I have recently been asked to sign an NDA, which appears to be pretty standard, save for 1 clause which jumps out at me and leaves me scratching my head.

The NDA starts off naming the parties thus:

CompanyWhoProvidedNDA Ltd ("The Company")

Recipients Name ("Recipient")

The recipient has had no prior relationship with CompanyWhoProvidedNDA

Partway through the first section titled "Definitions and Interpretations" it says

1,5 "Any reference to the company, or the Recipient shall be deemed to be a reference to the Company.". The recipient may also include their respective agents, employees and contractors, and any reference to "party" shall mean such persons or any other person or entity as necessary to give full effect to the intended meaning of the Agreement." (Bolding mine)

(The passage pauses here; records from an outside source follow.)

PR #1102, opened 2019-08-06
change import in TestAdapter, add @types/node

### LINKED ISSUE #1076: Use `import from` instead of `require` in `testAdapter.ts`
## Versions
What package version of the SDK are you using: `4.5.0`
What nodejs version are you using: N/A
What browser version are you using: IE11

## Describe the bug

In [`testAdapter.ts` line 9](https://github.com/microsoft/botbuilder-js/blob/master/libraries/botbuilder-core/src/testAdapter.ts#L9), it should use `import assert from 'assert';` instead of `import assert = require('assert');`.

## To Reproduce

1. Clone `botbuilder-samples`
1. Go to `samples/javascript_es6/01.browser-echo`
1. Run `npm ci`
1. Run `npm run build`

## Expected behavior

It build successfully.

Instead, Webpack is reporting:

```
SyntaxError: C:\Users\JohnDoe\Source\Repos\BotBuilder-Samples\samples\javascript_es6\01.browser-echo\node_modules\botbuilder-core\src\testAdapter.ts: `import =` is not supported by @babel/plugin-transform-typescript
Please consider using `import <moduleName> from '<moduleName>';` alongside Typescript's --allowSyntheticDefaultImports option.
```

## Additional context

Found this while fixing `samples/javascript_es6/01.browser-echo` sample.

Also, please consider not exposing/publishing `TestAdapter` if it is not used in production code.

[bug]

stevengum:
Fixes #1076 (in [4.5 branch](https://github.com/microsoft/botbuilder-js/tree/4.5))

## Description
- Update import pattern in `TestAdapter`

## Specific Changes
  - Adds `"esModuleInterop": true` to tsconfig.json in botbuilder-core
  - Adds `"@types/node": "^12.6.9"` as `"devDependency"` to botbuilder-core

## Testing
- Locally reran unit tests
- Installed changes via relative-path installation in [browser-echo sample](https://github.com/microsoft/BotBuilder-Samples/tree/master/samples/javascript_es6/01.browser-echo)
@compulim, I ran into this issue after starting the browser sample:

```bash
Uncaught TypeError: Class constructor BotAdapter cannot be invoked without 'new'
    at new WebChatAdapter (webChatAdapter.ts:14)
    at Module../src/app.ts (app.ts:16)
    at __webpack_require__ (bootstrap:726)
    at fn (bootstrap:100)
    at Object.0 (app.js:191399)
    at __webpack_require__ (bootstrap:726)
    at bootstrap:793
    at bootstrap:793
```

Have you run into this issue before?

image


stevengum:
@compulim thinks this is due to the output of `tsc` when we transpile and target [`"ESNext"`](https://github.com/microsoft/botbuilder-js/blob/master/libraries/botbuilder-core/tsconfig.json#L3)  instead of something like [`"ES5"` or `"ES6"`](https://www.typescriptlang.org/docs/handbook/compiler-options.html).

compulim:
Thanks @stevengum, let me elaborate a bit more on the topic.

- BotBuilder-JS package is published as ESNext
- When customer build their page, they use Webpack
   - By default, Webpack is configured to only transpile JS code inside userland, not under `/node_modules/`
   - Thus, Webpack is bundling the BotBuilder-JS inside the mono JS file as-is, i.e. in ESNext
   - Webpack is also bundling user code inside the mono JS file, transpiled
- Then, in ES `class`, there is one restriction
   - Do not call a class object, you can only call it thru `new YourClass()`
   - User code get transpiled. In ES5, where we don't have `class` at that ages, the transpiled code turns a `new YourClass()` into a simple function call (remember the old day of `YourClass.prototype.constructor`?)
   - BotBuilder-JS code is not transpiled, the class is still a class, so it get called like a function

I think we should not publish BotBuilder-JS as ESNext. The de facto standard today:

- NPM published code (entrypoint-ed by `package.json/main`), should be ES5, usually kept under `/lib/` folder
- You are free to include source code, non-transpiled, usually kept under `/src/` folder

stevengum:
@compulim, is changing the output of `tsc` a breaking change?

cleemullins:
Is this still a PR we need to cherrypick to 4.5?

stevengum:
note to self, make the changes against master, and if @benbrown, @cwhitten, @a-b-r-o-w-n could chime in later that would be great.

a-b-r-o-w-n:
@stevengum I think that the strategy @compulim outlined is typical among js libs. In terms of if it is a breaking change... maybe. If there is good test coverage, I would say the change could go with a minor version.

stevengum:
Closing in favor of #1232 which should pick up where this PR left off.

Am I correct in my belief that this clause weakens the enforceability of NDA against the recipient because it redefines the Recipient as the as The Company.

Further, is it reasonable to believe that notwithstanding this statement, were a court to get involved questions of confidentiality the court would likely ignore this statement as it contradicts the meaning and purpose of the agreement?

1 Answer 1


One cannot (i.e., does not) contract with oneself. The language in bold is meaningless in that it --evidently by mistake-- merges counterparties into the one that is labeled "Company".

Equivalently, the language at issue is inconsequential to the extent the NDA altogether outlines rights and duties for [counter-]parties whose set of interests oppose each other.

You might want to notify the company about this issue and have it clarify if need be, but otherwise the substance of the NDA is not weakened at all by the apparent mistake in clause 1.5.